## RECORDS FOR THE TASK
------------------------------------------------------------------------
PR #1387, opened 2026-04-17
fix(cli): deploy with no changes skips outputs and stack ARN

### LINKED ISSUE #1386: (core): Unchanged Stacks does not run exports anymore
### Describe the bug

With `2.250.0` Exports does not run on unchanged stacks anymore:
```
MyStack/GeneralVpc (no changes)
```

With `2.240.0` we see the exports running
```
MyStack/GeneralVpc (no changes)

 
✨  Deployment time: 0.26s
 
Outputs:
MyStackGeneralVpc4AD906FB.ExportsOutputFnEndpoint248E82BEDnsEntries6213B1EB = .......
```

### Regression Issue

_No response_

### Expected Behavior

Exports should be exported on unchanged stacks to be used downstream.

### Current Behavior

exports are missing downstream

### Reproduction Steps

Export on stack and deploy unchanged.

### Possible Solution

_No response_

_No response_

2.250.0`

### AWS CDK CLI version

2.1115.1

### Node.js Version

v24.14.1

### OS

Ubuntu

### Language

Python

### Language Version

_No response_

### Other information

_No response_

### LINKED ISSUE #1389: (cdk deploy): --outputs-file does not produce a new file anymore
### Describe the bug

There seems to be a regression in v2.1118.1 where `--outputs-file` does not write the file anymore.

### Regression Issue

v2.1118.0 (build 2a848bc)

### Expected Behavior

`cdk deploy --outputs-file outputs.json` will produce a JSON file containing the CloudFormation outputs. This is working up to `2.1118.0 (build 2a848bc)`.

### Current Behavior

`cdk deploy --outputs-file outputs.json` deploys successfully but `outputs.json` is not written anywhere.

### Reproduction Steps

1. Install `aws-cdk@2.1118.0` globally.
2. Run `cdk deploy --outputs-file outputs.json` on a project with Cloudformation outputs. 
3. The deploy should succeed and the `outputs.json` is written.

Repeat steps 1 and 2 with `2.1118.1`. The deploy will still succeed but the `outputs.json` is missing.

Repeat steps 1 and 2 with latest aws-cdk (`2.1118.2` as of this writing). The deploy will also succeed but the `outputs.json` is missing.

### Possible Solution

_No response_

_No response_

### CDK CLI Version

2.1118.1 (build 3a90862)

### Framework Version

2.248.0

### Node.js Version

25.9.0

### OS

Linux (WSL)

### Language

Python

### Language Version

3.14.4

### Other information

_No response_

mrgrain:
Fixes #1386
Fixes #1389

Since the two-phase deploy was introduced in #1273, an empty change set returned early from the deploy function before printing outputs, stack ARN, and deployment timings. For stacks without changes, downstream consumers that depend on CloudFormation exports saw nothing after the "(no changes)" line, breaking workflows that assumed outputs are always visible on successful deploys.

The fix lets the no-op result flow through the normal output formatting path by including it in the `prepareIsFinal` check. The existing output, timing, and stack ARN notifications fire as they did before the regression. No additional change set is created because the prepared result is already final — the deploy loop is skipped entirely when `prepareResult.noOp` is true.

The same bug existed in both the CLI and the toolkit-lib deploy implementations, and both are fixed here. It also caused `--outputs-file` to be skipped on no-change deploys, since the file is written in the deploy function's `finally` block that was never reached. Unit tests in each package assert that outputs, deployment time, stack ARN, and the `--outputs-file` are emitted on a no-change deploy. Integration tests redeploy a stack with an output and assert both the stdout outputs and `--outputs-file` are present in both runs.

### Checklist

---

### DIFF
--- a/packages/@aws-cdk-testing/cli-integ/tests/cli-integ-tests/deploy/cdk-deploy-outputs-file-written-on-no-change-deploy.integtest.ts
+++ b/packages/@aws-cdk-testing/cli-integ/tests/cli-integ-tests/deploy/cdk-deploy-outputs-file-written-on-no-change-deploy.integtest.ts
@@ -1,0 +1,28 @@
+import { promises as fs } from 'fs';
+import * as path from 'path';
+import { integTest, withDefaultFixture } from '../../../lib';
+
+integTest(
+  'outputs-file is written on initial and no-change deploys',
+  withDefaultFixture(async (fixture) => {
+    const outputsFile = path.join(fixture.integTestDir, 'outputs', 'outputs.json');
+    await fs.mkdir(path.dirname(outputsFile), { recursive: true });
+
+    // First deploy — creates the stack and writes the outputs file
+    await fixture.cdkDeploy('outputs-test-1', { options: ['--outputs-file', outputsFile] });
+    const firstOutputs = JSON.parse(await fs.readFile(outputsFile, 'utf-8'));
+    expect(firstOutputs).toEqual({
+      [`${fixture.stackNamePrefix}-outputs-test-1`]: {
+        TopicName: `${fixture.stackNamePrefix}-outputs-test-1MyTopic`,
+      },
+    });
+
+    // Delete the file so we can assert it gets recreated on the no-change deploy
+    await fs.rm(outputsFile);
+
+    // Second deploy — no changes, outputs file must still be written
+    await fixture.cdkDeploy('outputs-test-1', { options: ['--outputs-file', outputsFile] });
+    const secondOutputs = JSON.parse(await fs.readFile(outputsFile, 'utf-8'));
+    expect(secondOutputs).toEqual(firstOutputs);
+  }),
+);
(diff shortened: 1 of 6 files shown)


zined:
Thanks for the quick fix!

One small suggestion for the test coverage: the integration test and the unit
tests both assert that `Outputs:` and the output key appear on stdout, but not 
that `--outputs-file` contains them. The concrete failure we hit in CI was the 
file, not the stdout: a no-op stack deploy produced an `outputs.json` missing
the entries for that stack, and a later step reading the file via `jq` got 
`null` and passed it as an IAM `Resource`, which CloudFormation rejected.

A minimal addition that would have caught this directly:

```ts
const outputsFile = path.join(workDir, 'outputs.json');

await cdkToolkit.deploy({
  // ... existing setup ... 
  outputsFile,
});

expect(await fs.readJson(outputsFile)).toEqual({
  'Test-Stack-A': { BucketName: 'my-bucket' },
});
```

Happy to send it as a follow-up PR if that is useful, or you can fold it into
this one.

Also, for cross-referencing: issue #1389 looks like a duplicate of #1386 and 
could be linked or closed once this merges.

mrgrain:
@zined Yep, added the additional tests!

otaviomacedo (approved):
------------------------------------------------------------------------
## DIRECTIONS FOR THIS TASK
Faithfully reproduce all of the material.

## EXPECTED ANSWER
PR #1387, opened 2026-04-17
fix(cli): deploy with no changes skips outputs and stack ARN

### LINKED ISSUE #1386: (core): Unchanged Stacks does not run exports anymore
### Describe the bug

With `2.250.0` Exports does not run on unchanged stacks anymore:
```
MyStack/GeneralVpc (no changes)
```

With `2.240.0` we see the exports running
```
MyStack/GeneralVpc (no changes)

 
✨  Deployment time: 0.26s
 
Outputs:
MyStackGeneralVpc4AD906FB.ExportsOutputFnEndpoint248E82BEDnsEntries6213B1EB = .......
```

### Regression Issue

_No response_

### Expected Behavior

Exports should be exported on unchanged stacks to be used downstream.

### Current Behavior

exports are missing downstream

### Reproduction Steps

Export on stack and deploy unchanged.

### Possible Solution

_No response_

_No response_

2.250.0`

### AWS CDK CLI version

2.1115.1

### Node.js Version

v24.14.1

### OS

Ubuntu

### Language

Python

### Language Version

_No response_

### Other information

_No response_

### LINKED ISSUE #1389: (cdk deploy): --outputs-file does not produce a new file anymore
### Describe the bug

There seems to be a regression in v2.1118.1 where `--outputs-file` does not write the file anymore.

### Regression Issue

v2.1118.0 (build 2a848bc)

### Expected Behavior

`cdk deploy --outputs-file outputs.json` will produce a JSON file containing the CloudFormation outputs. This is working up to `2.1118.0 (build 2a848bc)`.

### Current Behavior

`cdk deploy --outputs-file outputs.json` deploys successfully but `outputs.json` is not written anywhere.

### Reproduction Steps

1. Install `aws-cdk@2.1118.0` globally.
2. Run `cdk deploy --outputs-file outputs.json` on a project with Cloudformation outputs. 
3. The deploy should succeed and the `outputs.json` is written.

Repeat steps 1 and 2 with `2.1118.1`. The deploy will still succeed but the `outputs.json` is missing.

Repeat steps 1 and 2 with latest aws-cdk (`2.1118.2` as of this writing). The deploy will also succeed but the `outputs.json` is missing.

### Possible Solution

_No response_

_No response_

### CDK CLI Version

2.1118.1 (build 3a90862)

### Framework Version

2.248.0

### Node.js Version

25.9.0

### OS

Linux (WSL)

### Language

Python

### Language Version

3.14.4

### Other information

_No response_

mrgrain:
Fixes #1386
Fixes #1389

Since the two-phase deploy was introduced in #1273, an empty change set returned early from the deploy function before printing outputs, stack ARN, and deployment timings. For stacks without changes, downstream consumers that depend on CloudFormation exports saw nothing after the "(no changes)" line, breaking workflows that assumed outputs are always visible on successful deploys.

The fix lets the no-op result flow through the normal output formatting path by including it in the `prepareIsFinal` check. The existing output, timing, and stack ARN notifications fire as they did before the regression. No additional change set is created because the prepared result is already final — the deploy loop is skipped entirely when `prepareResult.noOp` is true.

The same bug existed in both the CLI and the toolkit-lib deploy implementations, and both are fixed here. It also caused `--outputs-file` to be skipped on no-change deploys, since the file is written in the deploy function's `finally` block that was never reached. Unit tests in each package assert that outputs, deployment time, stack ARN, and the `--outputs-file` are emitted on a no-change deploy. Integration tests redeploy a stack with an output and assert both the stdout outputs and `--outputs-file` are present in both runs.

### Checklist

---

### DIFF
--- a/packages/@aws-cdk-testing/cli-integ/tests/cli-integ-tests/deploy/cdk-deploy-outputs-file-written-on-no-change-deploy.integtest.ts
+++ b/packages/@aws-cdk-testing/cli-integ/tests/cli-integ-tests/deploy/cdk-deploy-outputs-file-written-on-no-change-deploy.integtest.ts
@@ -1,0 +1,28 @@
+import { promises as fs } from 'fs';
+import * as path from 'path';
+import { integTest, withDefaultFixture } from '../../../lib';
+
+integTest(
+  'outputs-file is written on initial and no-change deploys',
+  withDefaultFixture(async (fixture) => {
+    const outputsFile = path.join(fixture.integTestDir, 'outputs', 'outputs.json');
+    await fs.mkdir(path.dirname(outputsFile), { recursive: true });
+
+    // First deploy — creates the stack and writes the outputs file
+    await fixture.cdkDeploy('outputs-test-1', { options: ['--outputs-file', outputsFile] });
+    const firstOutputs = JSON.parse(await fs.readFile(outputsFile, 'utf-8'));
+    expect(firstOutputs).toEqual({
+      [`${fixture.stackNamePrefix}-outputs-test-1`]: {
+        TopicName: `${fixture.stackNamePrefix}-outputs-test-1MyTopic`,
+      },
+    });
+
+    // Delete the file so we can assert it gets recreated on the no-change deploy
+    await fs.rm(outputsFile);
+
+    // Second deploy — no changes, outputs file must still be written
+    await fixture.cdkDeploy('outputs-test-1', { options: ['--outputs-file', outputsFile] });
+    const secondOutputs = JSON.parse(await fs.readFile(outputsFile, 'utf-8'));
+    expect(secondOutputs).toEqual(firstOutputs);
+  }),
+);
(diff shortened: 1 of 6 files shown)


zined:
Thanks for the quick fix!

One small suggestion for the test coverage: the integration test and the unit
tests both assert that `Outputs:` and the output key appear on stdout, but not 
that `--outputs-file` contains them. The concrete failure we hit in CI was the 
file, not the stdout: a no-op stack deploy produced an `outputs.json` missing
the entries for that stack, and a later step reading the file via `jq` got 
`null` and passed it as an IAM `Resource`, which CloudFormation rejected.

A minimal addition that would have caught this directly:

```ts
const outputsFile = path.join(workDir, 'outputs.json');

await cdkToolkit.deploy({
  // ... existing setup ... 
  outputsFile,
});

expect(await fs.readJson(outputsFile)).toEqual({
  'Test-Stack-A': { BucketName: 'my-bucket' },
});
```

Happy to send it as a follow-up PR if that is useful, or you can fold it into
this one.

Also, for cross-referencing: issue #1389 looks like a duplicate of #1386 and 
could be linked or closed once this merges.

mrgrain:
@zined Yep, added the additional tests!

otaviomacedo (approved):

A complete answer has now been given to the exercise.